PR #587, opened 2020-05-05
Udpate PngModule.java 

andreakb:
Addresses issue #573 

Constant FORMAT[0] set as "PNG"; make 2 replacements of literal "PNG" with FORMAT[0]

Literal string "Unused" declared twice in PNG_PROFILES[], delete one "Unused"

Constant PNG_PROFILES[] declared, replace 5 literal strings of png profiles with appropriate PNG_PROFILES[] constant.

### DIFF
--- a/extramodules/it/eng/jhove/module/png/PngModule.java
+++ b/extramodules/it/eng/jhove/module/png/PngModule.java
@@ -239,8 +239,7 @@ public class PngModule extends ModuleBase {
 					   "PNG Truecolor",             // 2
 					   "PNG Indexed",               // 3
 					   "PNG GrayScale with Alpha",  // 4
-					   "Unused",                    // 5
-					   "PNG Truecolor with Alpha"}; // 6
+					   "PNG Truecolor with Alpha"}; // 5
 
     public static final boolean PNG_ENDIANITY=true;
     
@@ -379,7 +378,7 @@ public class PngModule extends ModuleBase {
 										   IdentifierType.URL));
 		_specification.add (doc);
 
-		Signature sig = new InternalSignature ("PNG", SignatureType.MAGIC,
+		Signature sig = new InternalSignature (FORMAT[0], SignatureType.MAGIC,
 											   SignatureUseType.MANDATORY, 0);
 		_signature.add (sig);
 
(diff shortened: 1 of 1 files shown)


extramodules/it/eng/jhove/module/png/PngModule.java
```diff
@@ -379,7 +378,7 @@ public final int parse(final InputStream inputStream,
 										   IdentifierType.URL));
 		_specification.add (doc);
 
-		Signature sig = new InternalSignature ("PNG", SignatureType.MAGIC,
+		Signature sig = new InternalSignature (FORMAT[0], SignatureType.MAGIC,
```
carlwilson, line 381: I'm just becoming aware that this approach does introduce an issue, although it's still an improvement. `FORMAT[0]` isn't as easy to read, but using a single source is a good idea. There's a couple of solutions come to mind but to establish consistency across the codebase I'll need to consider some other files and cases. This is fine for now as it weeds out the repetition.

extramodules/it/eng/jhove/module/png/PngModule.java
```diff
@@ -961,7 +960,7 @@ private final void checkIHDR(final DataInputStream inputStream,
 													colorType + ": " +tmp ));
 
 			}
-			repInfo.setProfile("PNG GrayScale");
+			repInfo.setProfile(PNG_PROFILES[0]);
```
carlwilson, line 963: From here onwards are all improvements regardless as the strings are so long. I suspect that there's a better way of setting these up in the first place using enums but that's beyond the scope of this work and this is the first step.

carlwilson (approved):
There's a couple of points to consider, for me at least, but the approval isn't in any way tentative. Thanks.

extramodules/it/eng/jhove/module/png/PngModule.java
andreakb: Thanks, Carl. Java is still new to me so if you think of a better way to address these categorized strings, let me know. Going forward should I continue to set up constants this way (for instance, there are some repeated error messages in this file that I am thinking of using the enums Error_Message[] for, but  should just use a separate constant for each error message?)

_ _ _

[Your instructions] Some lines of the records above contain the word "using". How many are there? Reply with the number alone.

[Answer to the exercise] 3